Quick comment on Northern Rock's trading update
Northern Rock remains on track to repay its borrowing from the Treasury / Bank of England by early next year, in line with the forecast made here. Net of deposits held at the Bank of England, the loan stood at £11.5 billion at end-September, down from £17.5 billion in June and £26.9 billion at end-2007. The £6.0 billion fall last quarter reflected ongoing mortgage redemptions together with retail inflows of £3.0 billion, with savers attracted by Rock's government guarantee and competitive savings rates (recently reduced).
The loan will be reduced by a further £3 billion when the Treasury converts part of the remaining debt into equity, as announced in August.
As argued previously, Northern Rock’s retreat from the mortgage market is exacerbating economic and financial stresses. Economy-wide net mortgage lending totalled £108 billion last year, of which Rock contributed £13 billion. This year net lending may fall to £40 billion, with Rock cutting outstanding loans by £20 billion. In other words, its U-turn accounts for about half of the fall in mortgage lending between 2007 and 2008.

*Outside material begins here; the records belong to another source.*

PR #1520, opened 2022-03-11
feat(sgx): SecInfoExt

jarkkojs:
```
Add SecInfoExt trait that provides EACCEPT, EACCEPTCOPY and EMODPE
operations for enclave's use.

Closes: #1519
```

### DIFF
--- a/internal/shim-sgx/src/handler/mod.rs
+++ b/internal/shim-sgx/src/handler/mod.rs
@@ -43,6 +43,8 @@ use sallyport::item::syscall::{ARCH_GET_FS, ARCH_GET_GS, ARCH_SET_FS, ARCH_SET_G
 
 use crate::handler::usermem::UserMemScope;
 use crate::{DEBUG, ENARX_EXEC_END, ENARX_EXEC_START, ENCL_SIZE};
+use sgx::enclu::{EACCEPT, EACCEPTCOPY, EMODPE};
+use sgx::page::SecInfo;
 use sgx::ssa::StateSaveArea;
 use x86_64::structures::idt::ExceptionVector;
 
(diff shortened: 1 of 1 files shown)


jarkkojs:
Would it make sense to add `unsafe fn enclu()` to the trait to avoid repetition?

internal/shim-sgx/src/handler/mod.rs
```diff
@@ -71,6 +73,63 @@ impl<'a> Write for Handler<'a> {
     }
 }
 
+trait SecInfoExt {
+    fn accept(&self, dest: *const u8);
+    fn accept_copy(&self, dest: *const u8, src: *const u8);
+    fn protect(&self, dest: *const u8);
```
haraldh, line 79: do these accept any pointer or only page aligned ones?

haraldh: Shouldn't they return the error code from `rax` ??
Best to create consts for them, too.

jarkkojs: Oops, this is not the latest version. In the newest I uses NonNull. I'll update.

internal/shim-sgx/src/handler/mod.rs
```diff
@@ -71,6 +73,63 @@ impl<'a> Write for Handler<'a> {
     }
 }
 
+trait SecInfoExt {
+    fn accept(&self, dest: NonNull<libc::c_void>);
+    fn accept_copy(&self, dest: NonNull<libc::c_void>, src: NonNull<libc::c_void>);
+    fn protect(&self, dest: NonNull<libc::c_void>);
```
haraldh, line 79: Shouldn't they return the error code from rax ??

haraldh (changes requested):

internal/shim-sgx/src/handler/mod.rs
jarkkojs: * EACCEPT, EACCEPTCOPY: yes
* EMODPE: no

jarkkojs: I fixed this issue and pushed a new commit.

jarkkojs:
Could this be merged soon, or is there still something to fix?

haraldh:
what about pointer page alignment? check or not?

jarkkojs:
> what about pointer page alignment? check or not?

I don't know where I messed things up but now the *const u8's are back to NonNull (just did a new push).

So, there could be page alignment check, yes, but does it matter? CPU will assert exception and thread will thrown out if that ever happens.

jarkkojs:
I updated the commit:
- Use NonNull.
- Return usize instead of Result<usize>. SGX error code is a legit execution i.e. there are only legit results from these kind of.

jarkkojs:
New version pushed now the check is:
```rust
    if std::path::Path::new("/dev/sgx_enclave").exists()
        && fs::metadata("/dev/sgx_enclave")
            .unwrap()
            .file_type()
            .is_char_device()
    {
        println!("cargo:rustc-cfg=host_can_test_sgx");

        if std::path::Path::new(AESM_SOCKET).exists()
            && fs::metadata(AESM_SOCKET).unwrap().file_type().is_socket()
        {
        }
    }
```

The rapid liquidation of Northern Rock’s mortgage book, possibly to be followed by Bradford & Bingley’s, is clearly inconsistent with the government’s insistence that banks participating in its recapitalisation scheme maintain lending to homeowners and small businesses at 2007 levels.
Similarly, official exhortations to banks to increase their interbank lending sit uncomfortably with Rock’s hoarding of cash at the Bank of England. Deposits stood at £7.1 billion at the end of September, equivalent to 7-8% of assets. Other banks currently hold less than 2% of their assets in reserve balances with the Bank.